**YOUR ASSIGNMENT**
Copy nothing but the lines below running from the line containing "a substring scan." through the line containing "## Measured rate, both", both end lines included.

Dataset items
PR #1711, opened 2026-09-05
fix(hooks): the tokenizability probe now reports what the segmenter cannot represent

WingedGuardian:
`untokenizable()` began as "shlex raised", and that is strictly narrower than the question every caller actually asks: **can this parse be trusted?**

A construct can tokenize perfectly and still leave `analyze()` with no segment for the command inside it, while the probe reports a clean parse. *"Nothing gated here"* and *"I could not see this"* then return the same value — the exact confusion the probe exists to remove.

## The class is seven, not the two that were reported

Two were raised in review. Rather than fix the named cases, every bash reserved word and grouping construct was run with a **neutral inner command** and checked for whether a segment survived:

| construct | segments | inner command |
|---|---|---|
| `case … esac` | `['case','esac']` | absent |
| `name() { … }` | `['f()','}','f']` | absent |
| `function name { … }` | `['function','}','f']` | absent |
| `coproc …` | `['coproc']` | absent |
| `bash -ce` / `-cl`, `sh -ce` | `['bash','e']` | absent |

`untokenizable()` returned `False` for all of them, so nothing reported the gap.

`if` / `while` / `until` / `for` / `select`, brace groups, subshells, negation and `time` all resolve correctly and are **deliberately absent** — every entry costs a fallback to coarse matching, so the set is only what was measured to fail. `bash -ec` resolves too, which is why the rule is *"c present and not last"* rather than *"contains c"*.

## Why a list is acceptable here, and is not for carriers

This repo has a recorded lesson that enumerating command **carriers** is a losing race, and it's right — the set of programs taking a command as an argument grows forever. Shell **reserved words are a closed set**, fixed by the grammar. So *"the parser reported a reserved word as an executable, therefore the parse is wrong"* converges, while *"the parser did not report a carrier"* never can.

That's the line, and it's why this belongs in the probe rather than in any guard's carrier list.

## A consumer whose fallback was not a superset

`protected_paths_guard.py:209` ran the legacy substring check and **returned**. Sound while that check was strictly broader; it stopped being sound when brace expansion was added to the parsed path only, because an expanded operand is caught there and is invisible to a substring scan.

The consequence inverts the intent of this change: **making the probe more sensitive made that guard more permissive.** Measured before the fix, three verdicts changed and one flipped from block to allow. The branch falls through now, so both checks run and the probe firing can only ever *add* a reason to block.

Pre-existing and independent of the probe — fixed here because the probe change is what makes it reachable often enough to matter.

## Measured rate, both directions — 51,052 real `(command, cwd)` pairs

Over-reporting is the safe direction but it is **not free**: every consumer treats this signal as "use the coarse path", so a probe that fires on ordinary syntax quietly converts the guard layer back to substring matching — the very false-positive class the parser migration exists to reduce.

| iteration | newly reported | verdict changes |
|---|---|---|
| as first written | 847 (1.66%) | 3, **one fail-open** |
| function definition requires `{` | 381 (0.75%) | — |
| `case` requires `esac`; consumer fixed | 269 (0.53%) | 2, both fail-closed |
| glued operators stripped | **320 (0.63%)** | **2, both fail-closed** |

The first tightening removed 466 hits that were a zero-argument call inside a **Python heredoc body**, which this probe reads as ordinary text by design. The second removed a commit message whose body used the word "case" in a sentence — that alone had been enough to divert a guard off its parsed path, and it is the command that produced the fail-open.

Of the final 320, only **2** change any verdict — both `ALLOW→BLOCK`, both carrying a real shell function definition the guard genuinely cannot see inside. `worktree_cwd_guard`: **0 changes out of 320**. Nothing that previously reported stopped reporting.

## Acceptance bar, through the real consumer

The reported constructs move from silent to a **native approval dialog** interactively, and to a **refusal** in a dispatched session where no human is present to answer. Controls unchanged in both directions — including a command that merely *mentions* the operation, which must stay allowed and does.

The consumer wiring for this already existed at `git_push_guard.py:5439`. It was simply never reached, because the signal it depends on never fired.

## Two things found by testing, not by review

**Reserved words arrive glued to shell operators.** `shlex` doesn't treat `;` `&` `|` `(` `)` as separators, so `esac;` is one token. Comparing raw tokens only ever matched a keyword that happened to sit at the *end* of a command — the shape a hand-written fixture takes, not the shape real commands take. Found by a test precondition failing. The keyword comparison strips those characters; the function-definition pattern deliberately does not, because `()` **is** its shape.

**Verify-RED: 7 mutations, 7 killed** — and one survived on the first sweep, which is the most useful result here. The consumer test passed against the unfixed code because its fixture used an operand whose *parent* is itself protected, so the substring path caught it and the parsed path was never needed: green while pinning nothing. The first draft had a precondition asserting the substring path does **not** catch the fixture; it was dropped during a rewrite, and dropping it is what made the test vacuous. It's back, with a comment saying it is load-bearing.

**ANSWER SPACE**
`protected_paths_guard.py:209` ran the legacy substring check and **returned**. Sound while that check was strictly broader; it stopped being sound when brace expansion was added to the parsed path only, because an expanded operand is caught there and is invisible to a substring scan.

The consequence inverts the intent of this change: **making the probe more sensitive made that guard more permissive.** Measured before the fix, three verdicts changed and one flipped from block to allow. The branch falls through now, so both checks run and the probe firing can only ever *add* a reason to block.

Pre-existing and independent of the probe — fixed here because the probe change is what makes it reachable often enough to matter.

## Measured rate, both directions — 51,052 real `(command, cwd)` pairs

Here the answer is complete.